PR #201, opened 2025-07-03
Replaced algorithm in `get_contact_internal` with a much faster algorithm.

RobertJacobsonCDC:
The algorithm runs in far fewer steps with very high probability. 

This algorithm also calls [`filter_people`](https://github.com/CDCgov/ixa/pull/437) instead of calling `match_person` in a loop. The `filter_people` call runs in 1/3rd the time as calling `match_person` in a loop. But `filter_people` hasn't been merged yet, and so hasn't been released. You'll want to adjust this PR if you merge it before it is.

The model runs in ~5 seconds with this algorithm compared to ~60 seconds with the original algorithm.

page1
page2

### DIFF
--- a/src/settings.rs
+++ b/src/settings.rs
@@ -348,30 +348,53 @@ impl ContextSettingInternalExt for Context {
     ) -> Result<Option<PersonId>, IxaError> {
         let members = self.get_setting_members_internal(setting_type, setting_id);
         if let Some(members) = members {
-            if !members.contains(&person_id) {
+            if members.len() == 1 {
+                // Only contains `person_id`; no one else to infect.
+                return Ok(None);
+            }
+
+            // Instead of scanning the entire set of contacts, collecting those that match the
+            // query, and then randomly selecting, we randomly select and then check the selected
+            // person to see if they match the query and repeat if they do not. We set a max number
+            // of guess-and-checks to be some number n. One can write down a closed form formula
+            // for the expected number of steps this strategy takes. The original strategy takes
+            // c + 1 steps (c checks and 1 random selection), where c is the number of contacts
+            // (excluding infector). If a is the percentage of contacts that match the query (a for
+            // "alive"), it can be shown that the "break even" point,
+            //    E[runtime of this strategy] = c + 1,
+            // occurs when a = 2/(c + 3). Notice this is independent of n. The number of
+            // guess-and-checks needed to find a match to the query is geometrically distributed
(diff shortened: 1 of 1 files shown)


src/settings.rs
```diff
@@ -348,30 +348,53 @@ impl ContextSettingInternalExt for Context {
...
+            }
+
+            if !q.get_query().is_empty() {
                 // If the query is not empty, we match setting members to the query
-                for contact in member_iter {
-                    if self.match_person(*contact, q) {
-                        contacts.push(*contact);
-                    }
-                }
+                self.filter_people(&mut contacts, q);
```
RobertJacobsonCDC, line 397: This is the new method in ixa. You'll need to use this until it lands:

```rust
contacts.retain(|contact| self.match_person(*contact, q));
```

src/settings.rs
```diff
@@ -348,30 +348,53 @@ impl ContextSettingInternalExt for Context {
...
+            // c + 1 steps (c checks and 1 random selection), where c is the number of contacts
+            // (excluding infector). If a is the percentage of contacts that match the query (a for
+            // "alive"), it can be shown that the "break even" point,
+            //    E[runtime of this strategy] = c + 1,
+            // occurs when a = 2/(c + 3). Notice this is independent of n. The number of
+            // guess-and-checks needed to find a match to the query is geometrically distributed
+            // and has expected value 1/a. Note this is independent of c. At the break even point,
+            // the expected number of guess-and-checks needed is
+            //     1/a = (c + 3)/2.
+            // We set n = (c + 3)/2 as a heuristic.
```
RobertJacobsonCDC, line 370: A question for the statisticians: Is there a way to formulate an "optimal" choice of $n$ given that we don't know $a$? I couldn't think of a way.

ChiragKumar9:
▬▬▬
■ Task goal
Word for word, restate each of the records above.

■ Final answer
PR #201, opened 2025-07-03
Replaced algorithm in `get_contact_internal` with a much faster algorithm.

RobertJacobsonCDC:
The algorithm runs in far fewer steps with very high probability. 

This algorithm also calls [`filter_people`](https://github.com/CDCgov/ixa/pull/437) instead of calling `match_person` in a loop. The `filter_people` call runs in 1/3rd the time as calling `match_person` in a loop. But `filter_people` hasn't been merged yet, and so hasn't been released. You'll want to adjust this PR if you merge it before it is.

The model runs in ~5 seconds with this algorithm compared to ~60 seconds with the original algorithm.

page1
page2

### DIFF
--- a/src/settings.rs
+++ b/src/settings.rs
@@ -348,30 +348,53 @@ impl ContextSettingInternalExt for Context {
     ) -> Result<Option<PersonId>, IxaError> {
         let members = self.get_setting_members_internal(setting_type, setting_id);
         if let Some(members) = members {
-            if !members.contains(&person_id) {
+            if members.len() == 1 {
+                // Only contains `person_id`; no one else to infect.
+                return Ok(None);
+            }
+
+            // Instead of scanning the entire set of contacts, collecting those that match the
+            // query, and then randomly selecting, we randomly select and then check the selected
+            // person to see if they match the query and repeat if they do not. We set a max number
+            // of guess-and-checks to be some number n. One can write down a closed form formula
+            // for the expected number of steps this strategy takes. The original strategy takes
+            // c + 1 steps (c checks and 1 random selection), where c is the number of contacts
+            // (excluding infector). If a is the percentage of contacts that match the query (a for
+            // "alive"), it can be shown that the "break even" point,
+            //    E[runtime of this strategy] = c + 1,
+            // occurs when a = 2/(c + 3). Notice this is independent of n. The number of
+            // guess-and-checks needed to find a match to the query is geometrically distributed
(diff shortened: 1 of 1 files shown)


src/settings.rs
```diff
@@ -348,30 +348,53 @@ impl ContextSettingInternalExt for Context {
...
+            }
+
+            if !q.get_query().is_empty() {
                 // If the query is not empty, we match setting members to the query
-                for contact in member_iter {
-                    if self.match_person(*contact, q) {
-                        contacts.push(*contact);
-                    }
-                }
+                self.filter_people(&mut contacts, q);
```
RobertJacobsonCDC, line 397: This is the new method in ixa. You'll need to use this until it lands:

```rust
contacts.retain(|contact| self.match_person(*contact, q));
```

src/settings.rs
```diff
@@ -348,30 +348,53 @@ impl ContextSettingInternalExt for Context {
...
+            // c + 1 steps (c checks and 1 random selection), where c is the number of contacts
+            // (excluding infector). If a is the percentage of contacts that match the query (a for
+            // "alive"), it can be shown that the "break even" point,
+            //    E[runtime of this strategy] = c + 1,
+            // occurs when a = 2/(c + 3). Notice this is independent of n. The number of
+            // guess-and-checks needed to find a match to the query is geometrically distributed
+            // and has expected value 1/a. Note this is independent of c. At the break even point,
+            // the expected number of guess-and-checks needed is
+            //     1/a = (c + 3)/2.
+            // We set n = (c + 3)/2 as a heuristic.
```
RobertJacobsonCDC, line 370: A question for the statisticians: Is there a way to formulate an "optimal" choice of $n$ given that we don't know $a$? I couldn't think of a way.

ChiragKumar9:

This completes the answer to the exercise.